When he has to use more algebra than one year of basic high school algebra would have given him, I’ll let you all know!
Beyond what has been already cited by other users, (Algebra being a foundation for logic, 4 years of algebra is doubtful, typical is Algebra I, Algebra II, Geometry, Trig/Pre-Calc) Algebra is neccesary for all higher math, such as Calculus and beyond. As an engineer, I use algebra almost daily, and it is implict in many of the standard equations that I use (ie, they were derived using calculus and algebra). Algebra and calculus are the foundations and tools for most of the sciences and engineering. To me, it is sad that a parent couldn’t answer this question on their own, and basically points to the poor fundamentals of education in this country.
Incidentally, if history is being presented as a collection of trivia, it is being presented wrong. One needs history to be able to figure out the historical backing of what’s going on now, not to gain success and fame at Trivial Pursuit.
At my high school, the track for Joe Average was Algebra, Geometry, Advanced Algebra (w/ Trig), Pre-Calc. The track for an above average kid was Geometry, Advanced Algebra (w/ Trig), Pre-calc, Calculus. However, the track for students who were not as mathematically gifted as Joe Average was, Fundamentals of Algebra 1, Fundamentals of Algebra 2, Fundamentals of Algebra 3, Fundamentals of Algebra 4. This track was basicly Algebra and Advanced Algebra (without Trig) spread over four years instead of two.

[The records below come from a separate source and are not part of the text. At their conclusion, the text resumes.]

Issue #8653, opened 2024-07-29
Can't sign in on dashboard page after creating account from community page


timolegros:
## Describe the bug
https://github.com/hicommonwealth/commonwealth/issues/8645#issuecomment-2256199924

### Initial conditions

**Branch/Release version:** master

## Reproduction steps
1. Go to http://localhost:8080/vita-fast/ and create an account with a _new_ MetaMask address
2. Sign out
3. Go to http://localhost:8080/dashboard/global
4. Attempt to sign in with the same address you just created an account with
    - This will lead to the unrecognized address/account flow even though the address exists

## Additional context

Found while investigating #8645

PR #8647, opened 2024-07-29
Fix tag migration

timolegros:
## Link to Issue
Closes: #8646

## Description of Changes
- Checks to make sure tag does not exist in CommunityTags before inserting

## Test Plan
- Run migrations locally

## Deployment Plan

1. 

## Other Considerations

-

PR #8654, opened 2024-07-29
User Sign In/Onboarding Fixes

timolegros:
## Link to Issue
Closes: #8653 
Closes: #8645

## Description of Changes
- Adds a migration which updates `User.is_welcome_onboard_flow_complete`  to true if the user already has a profile name or user id set.
- Modifies `getAddressProfile` to work with empty community id arrays
- Modifies client authentication flow to ignore current or default chain when signing in.
  - This is because a chain is not required to find a specific user via address.

## Test Plan
1. Go to http://localhost:8080/vita-fast/ and create an account with a _new_ MetaMask address
2. Sign out
3. Go to http://localhost:8080/dashboard/global
4. Sign in with the same address you just created an account with
5. Sign out
6. Go to http://localhost:8080/dydx
7. Sign in with the same address
8. Join the dydx community

At no point after step 1 should it ask you to created a new account or re-complete the new onboarding flow.

To test the migration for existing users, create a new wallet address and execute the following query:
```
UPDATE "Addresses"
SET address = '[paste your wallet address]'
WHERE address = '0xFcA51ed3FdDe1c66Ed5c37f5C048cCBc9049Ed66';
```
Then attempt to sign in. You should not be prompted with an onboarding flow (the query mocks user from #8645)

## Deployment Plan

1. 

## Other Considerations

- Must be merged after #8647

### DIFF
--- a/packages/commonwealth/client/scripts/views/modals/AuthModal/useAuthentication.tsx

So, there is a reason why someone might have to take four years of algebra in high school. Because it takes some students four years to learn what others learn in two.
PK, the reason why your son was so bored would indicate to me that he didn’t belong in the slower track. My guess would be that he screwed around in junior high or freshman year and got tracked accordingly.
I’d kick his ass, take away privilages, etc., he’d straighten up for a long time, then drift. He always scored high on standardized test, but when it came to homework he got lazy. We always had to be on him. His grades didn’t always match his intelect or abilities. (But he never failed or even got below a c- in anything). This last year he excelled though.